I was in grade-school when I was brought to the hospital to be checked for complaints of abdominal pains. I was not admitted that time, but I saw how nurses worked around and I was completely amazed by the skills and caring attitude they showed to the patients. I guess that started it all.
I come from a clan of teachers. But I had one aunt who worked as a nurse in the US, and I can say, she was one of my influences. I did not see how she worked, but I saw the good life she had and the life she provided for the family back home. I came from a poor family myself and I thought, I would want a profession that would fulfill, not only my life goals, but would provide economic stability as well.

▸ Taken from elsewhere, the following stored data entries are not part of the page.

PR #5802, opened 2023-10-14
Horizon: Implement arp:r and arp:w services

AcK77:
This PR implement `arp:r` and `arp:w` service to make other services migration easier. `prepo` is updated to reflect the changes.
Everything is checked by RE from latest firmware (17.0.0) :

- `Issue` IPC aren't implemented for now (we don't use it).
- Instances have to be deregistered/deleted when an application isn't running anymore (exited or idle).
- Buffer support code in `ServiceUtil` ~~and `LmApi` were~~ is made by @gdkchan (Thanks to him).
- Current arp HOS isn't removed (Will be done soon).
- Some cleanup here and there while browsing the codebase.


src/Ryujinx.Horizon/Arp/Ipc/Reader.cs
```diff
@@ -0,0 +1,153 @@
...
+
+        public Reader(ApplicationInstanceManager applicationInstanceManager)
+        {
+            _applicationInstanceManager = applicationInstanceManager;
+        }
+
+        [CmifCommand(0)]
+        public Result GetApplicationLaunchProperty(out ApplicationLaunchProperty applicationLaunchProperty, ulong applicationInstanceId)
+        {
+            // NOTE: Returns InvalidArgument if applicationLaunchProperty is null, doesn't occur in our case.
```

So when I was about to make a career choice after high school, I decided to choose a path that would allow me to be in a helping mode, and at the same time, earn enough to be able to uplift my family’s economic conditions. During that time, nursing was a popular choice, even for males because the job was in-demand in the US, and it was easier to get there with this profession as a passport. I thought, I could also bring my family to the US and start a good life in the Big Apple.
It was a rough road trying to finish the 4-year course. My parents found it difficult to pay for the school fees and on my first year alone, I almost transferred to another school, and to another course, with lesser tuition fees. But I was determined to finish Nursing, so I decided to work at the same time while studying. Being a working student was really tough, especially if your course was Nursing. I had to wake up very early for my hospital internships, go to work after that, and attend the afternoon-till-evening classes in school. I never had summer vacations, as I had to continue studying even during school breaks in order to graduate in time.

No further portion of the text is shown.